Demographic and clinical characteristics of 6144 included reports stratified by medication type are provided in Supplementary Table 1. Figure 1 summarizes the independent associations of medication classes on adverse COVID-19 outcomes among all cases reported to SECURE-IBD. Systemic corticosteroids were associated and methotrexate was marginally associated with an increased odds of hospitalization or death or both. Medications associated with a decreased odds of COVID-19–related hospitalization or death or both included TNF, interleukin-12/23, and integrin antagonists. Systemic corticosteroids were significantly associated with increased odds of severe COVID-19, and TNF and interleukin-12/23 antagonists were associated with a decreased odds of severe COVID-19. Systemic corticosteroids were associated with increased odds of death due to COVID-19, and biologics were not. Notably, there were no statistically significant associations between mesalamine or sulfasalazine and any adverse COVID-19 outcome. We also observed that TNF antagonist and thiopurine combination therapy was associated with a significantly increased risk of hospitalization or death (adjusted odds ratio [aOR], 1.82; 95% confidence interval [CI], 1.26–2.62), but not severe COVID-19 (aOR, 1.63; 95% CI, 0.87–3.10).

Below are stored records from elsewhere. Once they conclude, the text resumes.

PR #629, opened 2017-12-06
Fix dependency errors in core

ZachTRice:
Changes in this pull request:

- Import jquery/effect-slide to resolve jquery easing console errors
- Remove jquery-ui menu li css and override menu ul padding to maintain consistent look since dependency css is different than our previously used version.
- Define `Share` inside of import brackets to fix breaking link button

### DIFF
--- a/web/js/projection/ui.js
+++ b/web/js/projection/ui.js
@@ -1,4 +1,5 @@
 import $ from 'jquery';
+import 'jquery-ui/effect-slide';
 import 'jquery-ui/button';
 import 'jquery-ui/menu';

In contrast, a combination of TNF antagonist and methotrexate was not significantly associated with risk of either adverse COVID-19 outcome (aOR, 0.82; 95% CI, 0.42–1.60 and OR, 2.44; 95% CI, 0.55–10.74).

Supplementary Table 1

Patient Population Characteristics Stratified by Medication Type

Characteristics	Overall	Sulfasalazine/ mesalamine	P value	6-mercaptopurine/ azathioprine	P value	TNF antagonists	P value
Total no. of patients	6144	1818	—	1072	—	2620	—
Age			<.001				<.001
Mean (SD)	40.0 (17.2)	44.0 (17.7)		39.6 (15.7)	.511	35.9 (16.1)

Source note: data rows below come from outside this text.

PR #631, opened 2017-12-07
Fix jQuery UI and iCheck style changes

ZachTRice:
Changes in this pull request:
 - Fix text appearing darker in events & date tab and measurement setting list
- Fix "Squash Layer" button missing border and padding
- Fix color palettes radio "check" buttons missing thick borders
- Fix "Add Layers" button font changed by default jQuery UI font stack

### DIFF
--- a/web/css/sidebar.css
+++ b/web/css/sidebar.css
@@ -42,6 +42,8 @@
 }
 
 #productsHolder footer .action {
+  font-family: 'Open Sans', sans-serif;
+  font-weight: 700;
   display: inline-block;
   border-color: transparent;
   color: #fff;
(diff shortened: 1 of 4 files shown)


web/css/sidebar.css
```diff
@@ -42,6 +42,8 @@
 }
 
 #productsHolder footer .action {
+  font-family: 'Open Sans', sans-serif;
```
localjo: What was the font stack for this element before? If this is what was being applied before I don't want to worry too much about it, but it seems a little short. Should it have "Arial", "Helvetica" or "Verdana" fallbacks for browsers that don't support web fonts or users who have web fonts disabled? Just a thought, but let's stick with whatever is being applied to this element in production for now.

ZachTRice: I agree, we should add 'Arial' in there. We are using this font stack consistently throughout so we'll keep it like this for now until we can change all references at the same time.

Median (IQR)	38.0 (26.0–52.0)	43.0 (30.0–56.0)		38.0 (28.0–50.0)		33.0 (23.0–47.0)
Sex
Female	3097 (50)	909 (50)	.679	515 (48)	.088	1271 (49)	.010
Disease type			<.001		.006		<.001
Crohn’s disease	3514 (57)	476 (26)		657 (61)		1839 (70)

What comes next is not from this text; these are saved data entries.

PR #635, opened 2017-12-07
Fix Buster tests

localjo:
This PR updates our Buster tests so that we can run them against our modularized app code to check for regressions. All of the tests have been updated except the ones in `./test/data` since the Data feature hasn't been modularized yet. When we modularize that feature, we can update the tests for it in the same PR.

For each of the tests I updated, I renamed the test file from the `wv.*-test.js` naming convention to the `*-spec.js` naming convention. That was partially in order to remove the `wv` prefix to be consistent with the app code, and the change from `-test` to `-spec` was just a way to tell Buster to run the updated tests, but not the tests which haven't been updated (since Buster has limited glob-matching/ignoring support).

I made a few small changes to the app files, apart from updating the tests, to fix the tests that were broken. We didn't really break too many of the tests with our changes so far. Good job @Benjaki2 and @ZachTRice !


localjo:
Note, to review this PR, run the following;
```
rm -rf node_modules
rm package-lock.json
npm install
npm run build
npm test
```

localjo:
This doesn't depend on `npx`, that was just to try out the commands to see why things weren't working for you.

ZachTRice:
The "test:run" line in package.json needs to be:
`"test:run": "sleep 5 && buster-test && npm run test:end",`
to work properly in Windows as we found experimenting with running these tests on my machine.

test/main.js
```diff
@@ -0,0 +1,58 @@
...
+    parse: projectionParser,
+    model: projectionModel,
+    change: projectionChange
+  },
+  ui: ui,
+  util: util
+};
+
+window.fixtures = fixtures;
+window._ = underscore;
```
Benjaki2: @localjo Is it not possible to use lo-dash here?

web/js/map/ui.js
```diff
@@ -41,7 +41,7 @@ export function mapui(models, config) {
   var createLayer;
   var precache = mapPrecacheTile(models, config, cache, self);
 
-  var dataRunner = self.runningdata = new MapRunningData(models);
+  var dataRunner = self.runningdata = new mapRunningData(models);
```
Benjaki2: @localjo Should this remain Capitalized as it uses a constructor pattern? If we decide against keeping it capitalized, `MapRotate` should probably be lowercase as well.

test/main.js
localjo: No, the Buster tests rely on Underscore, which is a different library. https://github.com/nasa-gibs/worldview/pull/635/commits/89ad4367b94a69ecf92b032cf310d9ddd333d5c7

web/js/map/ui.js
localjo: Good catch.

ZachTRice:
Just to keep this thread up to date with the latest testing...
To end the tests on Windows, we would need to use:
```
    "test:end": "run-script-os",
    "test:end:darwin:linux": "kill $(ps aux | grep '[b]uster-server' | awk '{print $2}')",
    "test:end:win32": "tskill node",
```
The caveat to this approach is that `tskill node` will kill all node processes. I think this should suffice but a more ideal approach would target the specific node PID running the test and only kill that process.

localjo:
@ZachTRice The latest commit should mostly fix the tests on Windows, with the caveat you mentioned that running tests will have the side effect of killing any other node processes. If you come up with a better command to kill the test server on Windows, feel free to add a commit to this branch. Otherwise, I think this is good to go.

@Benjaki2 Do you want to give my latest changes one last look too?

ZachTRice:
@localjo I agree. Good work, coming together on this to get this working on Windows!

Ulcerative colitis	2472 (40)	1287 (71)		398 (37)		735 (28)
IBD unspecified	118 (2)	48 (3)		13 (1)		32 (1)
IBD disease activity			<.001		.149		<.001
Remission	3385 (55)	895 (49)		616 (57)		1590 (61)
Mild	1326 (22)	463 (25)		216 (20)		515 (20)
Moderate/severe	1142 (19)	396 (22)		200 (19)		386 (15)
Unknown	291 (5)	64 (4)		40 (4)		129 (5)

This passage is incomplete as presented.